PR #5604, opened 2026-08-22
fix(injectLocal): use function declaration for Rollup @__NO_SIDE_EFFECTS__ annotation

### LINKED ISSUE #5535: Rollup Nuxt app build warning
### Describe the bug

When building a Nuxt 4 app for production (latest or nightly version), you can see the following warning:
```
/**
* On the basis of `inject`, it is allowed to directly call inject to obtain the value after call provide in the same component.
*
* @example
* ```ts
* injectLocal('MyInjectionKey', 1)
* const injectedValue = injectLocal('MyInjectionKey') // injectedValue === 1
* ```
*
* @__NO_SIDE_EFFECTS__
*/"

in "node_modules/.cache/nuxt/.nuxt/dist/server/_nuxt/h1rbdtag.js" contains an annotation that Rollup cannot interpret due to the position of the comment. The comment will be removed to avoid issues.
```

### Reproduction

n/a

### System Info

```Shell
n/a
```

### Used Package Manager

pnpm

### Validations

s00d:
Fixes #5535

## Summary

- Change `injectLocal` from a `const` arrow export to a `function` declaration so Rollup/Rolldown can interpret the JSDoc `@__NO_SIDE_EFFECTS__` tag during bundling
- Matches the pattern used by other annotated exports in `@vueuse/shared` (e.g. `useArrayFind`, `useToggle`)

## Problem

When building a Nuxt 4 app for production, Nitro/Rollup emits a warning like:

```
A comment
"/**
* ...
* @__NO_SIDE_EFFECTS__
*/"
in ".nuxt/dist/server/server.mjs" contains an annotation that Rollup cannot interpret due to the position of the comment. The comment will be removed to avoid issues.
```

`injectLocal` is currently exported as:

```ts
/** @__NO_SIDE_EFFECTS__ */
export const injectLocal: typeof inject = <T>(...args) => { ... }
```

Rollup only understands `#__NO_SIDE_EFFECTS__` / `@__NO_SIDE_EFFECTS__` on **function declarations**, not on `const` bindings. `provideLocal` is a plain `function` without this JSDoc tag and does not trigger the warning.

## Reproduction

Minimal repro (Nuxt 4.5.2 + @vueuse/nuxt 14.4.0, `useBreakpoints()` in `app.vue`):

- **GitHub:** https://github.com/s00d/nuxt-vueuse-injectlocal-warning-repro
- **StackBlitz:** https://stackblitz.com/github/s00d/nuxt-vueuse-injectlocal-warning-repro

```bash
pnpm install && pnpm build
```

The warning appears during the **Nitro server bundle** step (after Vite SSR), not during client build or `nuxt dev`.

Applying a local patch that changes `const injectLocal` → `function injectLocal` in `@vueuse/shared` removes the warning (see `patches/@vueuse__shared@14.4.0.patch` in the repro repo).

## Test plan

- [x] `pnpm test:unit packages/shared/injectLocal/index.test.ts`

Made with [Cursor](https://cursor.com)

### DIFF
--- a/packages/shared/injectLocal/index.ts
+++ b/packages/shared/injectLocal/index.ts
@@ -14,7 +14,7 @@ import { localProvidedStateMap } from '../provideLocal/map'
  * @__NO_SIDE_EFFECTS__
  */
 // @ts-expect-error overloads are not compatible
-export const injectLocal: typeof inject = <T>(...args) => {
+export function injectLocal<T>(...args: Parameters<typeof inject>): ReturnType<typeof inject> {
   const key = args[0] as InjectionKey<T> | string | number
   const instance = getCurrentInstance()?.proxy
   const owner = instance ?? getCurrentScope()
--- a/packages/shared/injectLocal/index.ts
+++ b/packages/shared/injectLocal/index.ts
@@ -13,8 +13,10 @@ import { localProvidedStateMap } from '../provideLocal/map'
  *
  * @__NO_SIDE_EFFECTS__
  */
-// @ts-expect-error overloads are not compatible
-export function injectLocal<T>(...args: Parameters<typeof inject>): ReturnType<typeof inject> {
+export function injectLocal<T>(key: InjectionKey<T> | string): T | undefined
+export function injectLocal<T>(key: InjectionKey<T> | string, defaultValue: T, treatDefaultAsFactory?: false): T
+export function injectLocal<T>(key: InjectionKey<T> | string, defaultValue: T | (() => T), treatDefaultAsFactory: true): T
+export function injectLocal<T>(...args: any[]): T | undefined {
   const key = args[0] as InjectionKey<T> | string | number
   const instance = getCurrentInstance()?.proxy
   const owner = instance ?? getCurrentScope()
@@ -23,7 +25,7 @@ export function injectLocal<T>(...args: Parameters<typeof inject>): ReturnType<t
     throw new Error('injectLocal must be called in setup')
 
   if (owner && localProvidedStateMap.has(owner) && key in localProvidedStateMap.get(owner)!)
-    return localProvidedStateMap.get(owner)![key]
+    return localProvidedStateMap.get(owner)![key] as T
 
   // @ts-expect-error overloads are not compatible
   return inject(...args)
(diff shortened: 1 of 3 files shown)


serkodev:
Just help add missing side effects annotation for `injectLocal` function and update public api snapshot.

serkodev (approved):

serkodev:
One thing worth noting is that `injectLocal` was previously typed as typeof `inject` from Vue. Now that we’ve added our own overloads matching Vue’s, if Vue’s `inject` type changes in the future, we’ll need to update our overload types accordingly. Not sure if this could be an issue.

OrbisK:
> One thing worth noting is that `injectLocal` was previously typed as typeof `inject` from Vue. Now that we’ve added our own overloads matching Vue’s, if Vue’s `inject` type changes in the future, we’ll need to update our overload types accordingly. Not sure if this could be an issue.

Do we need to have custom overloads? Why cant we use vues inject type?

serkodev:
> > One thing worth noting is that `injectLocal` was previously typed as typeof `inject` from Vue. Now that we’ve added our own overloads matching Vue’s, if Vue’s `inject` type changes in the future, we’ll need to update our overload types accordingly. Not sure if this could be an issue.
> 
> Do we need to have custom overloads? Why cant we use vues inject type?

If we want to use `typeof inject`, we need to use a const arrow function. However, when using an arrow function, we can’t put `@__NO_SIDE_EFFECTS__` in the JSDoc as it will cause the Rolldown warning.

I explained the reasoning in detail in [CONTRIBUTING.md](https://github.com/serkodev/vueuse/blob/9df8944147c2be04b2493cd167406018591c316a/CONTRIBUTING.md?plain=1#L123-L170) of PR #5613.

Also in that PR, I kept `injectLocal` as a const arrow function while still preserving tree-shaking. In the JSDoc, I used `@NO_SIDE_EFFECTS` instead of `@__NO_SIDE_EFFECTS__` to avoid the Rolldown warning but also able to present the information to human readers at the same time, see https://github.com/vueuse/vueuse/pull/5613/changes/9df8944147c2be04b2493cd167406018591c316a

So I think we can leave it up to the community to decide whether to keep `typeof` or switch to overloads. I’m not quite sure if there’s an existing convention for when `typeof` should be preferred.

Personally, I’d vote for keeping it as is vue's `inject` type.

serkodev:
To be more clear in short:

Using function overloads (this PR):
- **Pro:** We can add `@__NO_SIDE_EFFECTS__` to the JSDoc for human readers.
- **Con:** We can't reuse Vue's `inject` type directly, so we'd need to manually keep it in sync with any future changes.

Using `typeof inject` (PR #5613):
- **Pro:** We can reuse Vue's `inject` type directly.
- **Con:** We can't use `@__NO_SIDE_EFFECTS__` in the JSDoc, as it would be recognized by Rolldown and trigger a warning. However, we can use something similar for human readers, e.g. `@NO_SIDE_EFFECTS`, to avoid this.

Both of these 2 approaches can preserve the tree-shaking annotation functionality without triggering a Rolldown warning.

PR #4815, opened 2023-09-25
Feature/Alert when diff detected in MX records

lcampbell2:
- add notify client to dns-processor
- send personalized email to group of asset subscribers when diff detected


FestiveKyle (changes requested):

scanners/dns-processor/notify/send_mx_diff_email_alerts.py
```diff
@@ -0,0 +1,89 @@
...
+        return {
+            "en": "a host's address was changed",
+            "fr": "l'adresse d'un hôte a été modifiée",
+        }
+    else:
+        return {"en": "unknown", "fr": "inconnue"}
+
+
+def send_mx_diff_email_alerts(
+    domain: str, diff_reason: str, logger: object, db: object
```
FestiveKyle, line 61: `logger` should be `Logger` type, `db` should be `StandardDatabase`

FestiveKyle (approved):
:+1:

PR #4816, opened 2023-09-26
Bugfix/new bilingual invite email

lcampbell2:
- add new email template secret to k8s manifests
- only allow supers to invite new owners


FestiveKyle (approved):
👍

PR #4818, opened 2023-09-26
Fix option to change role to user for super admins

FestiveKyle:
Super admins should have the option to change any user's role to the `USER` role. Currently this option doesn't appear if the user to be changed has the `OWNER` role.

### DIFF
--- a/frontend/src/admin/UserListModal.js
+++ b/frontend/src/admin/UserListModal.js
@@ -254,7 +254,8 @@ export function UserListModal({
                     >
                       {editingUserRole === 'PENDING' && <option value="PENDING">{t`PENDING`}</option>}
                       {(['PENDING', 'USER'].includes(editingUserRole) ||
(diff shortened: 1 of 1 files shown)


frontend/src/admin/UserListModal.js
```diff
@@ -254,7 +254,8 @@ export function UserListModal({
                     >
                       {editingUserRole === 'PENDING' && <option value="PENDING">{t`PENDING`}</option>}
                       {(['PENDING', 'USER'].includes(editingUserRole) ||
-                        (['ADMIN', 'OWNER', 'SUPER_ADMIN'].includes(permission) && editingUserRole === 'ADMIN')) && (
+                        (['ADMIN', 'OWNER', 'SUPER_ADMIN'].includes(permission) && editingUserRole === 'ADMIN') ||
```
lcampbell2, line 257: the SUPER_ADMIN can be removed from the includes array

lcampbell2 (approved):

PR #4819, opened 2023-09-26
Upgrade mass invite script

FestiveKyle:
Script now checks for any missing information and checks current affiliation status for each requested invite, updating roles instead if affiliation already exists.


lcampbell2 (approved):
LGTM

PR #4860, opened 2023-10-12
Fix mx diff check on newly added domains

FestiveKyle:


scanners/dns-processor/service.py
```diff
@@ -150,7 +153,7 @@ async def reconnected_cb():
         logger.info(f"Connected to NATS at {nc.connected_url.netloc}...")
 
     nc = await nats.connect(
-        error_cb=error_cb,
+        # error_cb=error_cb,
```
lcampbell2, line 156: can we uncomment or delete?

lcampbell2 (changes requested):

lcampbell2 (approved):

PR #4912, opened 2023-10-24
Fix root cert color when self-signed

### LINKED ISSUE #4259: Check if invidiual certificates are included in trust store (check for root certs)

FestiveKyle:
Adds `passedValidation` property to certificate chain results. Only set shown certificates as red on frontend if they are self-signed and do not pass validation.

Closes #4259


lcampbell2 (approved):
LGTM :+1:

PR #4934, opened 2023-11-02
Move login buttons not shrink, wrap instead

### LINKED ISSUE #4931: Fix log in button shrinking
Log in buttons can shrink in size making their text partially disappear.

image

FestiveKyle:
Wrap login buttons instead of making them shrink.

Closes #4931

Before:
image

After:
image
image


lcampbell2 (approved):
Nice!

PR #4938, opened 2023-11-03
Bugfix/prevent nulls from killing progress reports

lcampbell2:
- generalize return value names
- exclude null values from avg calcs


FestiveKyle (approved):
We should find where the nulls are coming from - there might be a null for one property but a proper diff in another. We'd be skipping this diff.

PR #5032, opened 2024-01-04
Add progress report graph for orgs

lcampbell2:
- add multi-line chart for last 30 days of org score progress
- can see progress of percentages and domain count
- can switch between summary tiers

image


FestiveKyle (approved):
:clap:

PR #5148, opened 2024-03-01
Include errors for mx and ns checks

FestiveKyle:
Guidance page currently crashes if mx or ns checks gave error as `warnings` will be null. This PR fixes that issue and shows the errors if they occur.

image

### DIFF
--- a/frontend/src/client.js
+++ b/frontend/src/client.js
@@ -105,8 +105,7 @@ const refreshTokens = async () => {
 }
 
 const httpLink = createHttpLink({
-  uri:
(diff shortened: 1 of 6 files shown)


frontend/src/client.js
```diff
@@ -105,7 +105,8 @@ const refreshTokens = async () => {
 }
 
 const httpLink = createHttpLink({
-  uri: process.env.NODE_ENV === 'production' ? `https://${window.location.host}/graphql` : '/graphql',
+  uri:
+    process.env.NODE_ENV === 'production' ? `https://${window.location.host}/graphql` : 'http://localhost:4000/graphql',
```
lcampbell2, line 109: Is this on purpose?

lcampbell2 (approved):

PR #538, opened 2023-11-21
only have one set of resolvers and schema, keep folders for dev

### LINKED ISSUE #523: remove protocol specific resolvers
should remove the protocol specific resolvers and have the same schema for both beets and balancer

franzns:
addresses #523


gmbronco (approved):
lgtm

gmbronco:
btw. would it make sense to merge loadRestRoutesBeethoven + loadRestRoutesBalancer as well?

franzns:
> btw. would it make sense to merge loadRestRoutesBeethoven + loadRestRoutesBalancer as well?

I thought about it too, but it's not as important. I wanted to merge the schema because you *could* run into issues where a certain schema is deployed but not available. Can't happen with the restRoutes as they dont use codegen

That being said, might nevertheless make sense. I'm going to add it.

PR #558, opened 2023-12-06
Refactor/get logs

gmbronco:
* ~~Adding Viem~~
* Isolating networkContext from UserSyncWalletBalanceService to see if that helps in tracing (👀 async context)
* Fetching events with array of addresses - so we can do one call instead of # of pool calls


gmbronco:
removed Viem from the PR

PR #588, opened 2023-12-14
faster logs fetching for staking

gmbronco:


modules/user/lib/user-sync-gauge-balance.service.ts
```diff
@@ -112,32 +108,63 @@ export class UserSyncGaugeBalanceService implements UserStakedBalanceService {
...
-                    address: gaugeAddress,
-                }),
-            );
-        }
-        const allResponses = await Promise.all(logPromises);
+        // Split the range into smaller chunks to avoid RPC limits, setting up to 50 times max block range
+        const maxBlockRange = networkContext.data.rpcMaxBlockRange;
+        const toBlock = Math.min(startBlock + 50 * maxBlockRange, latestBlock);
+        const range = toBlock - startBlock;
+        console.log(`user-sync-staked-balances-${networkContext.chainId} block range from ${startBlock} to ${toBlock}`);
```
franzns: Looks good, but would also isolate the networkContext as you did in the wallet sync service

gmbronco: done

************

Work task → The answer must be every line of the records that contains the word "shown".

Response →
(diff shortened: 1 of 3 files shown)
(diff shortened: 1 of 1 files shown)
Adds `passedValidation` property to certificate chain results. Only set shown certificates as red on frontend if they are self-signed and do not pass validation.
(diff shortened: 1 of 6 files shown)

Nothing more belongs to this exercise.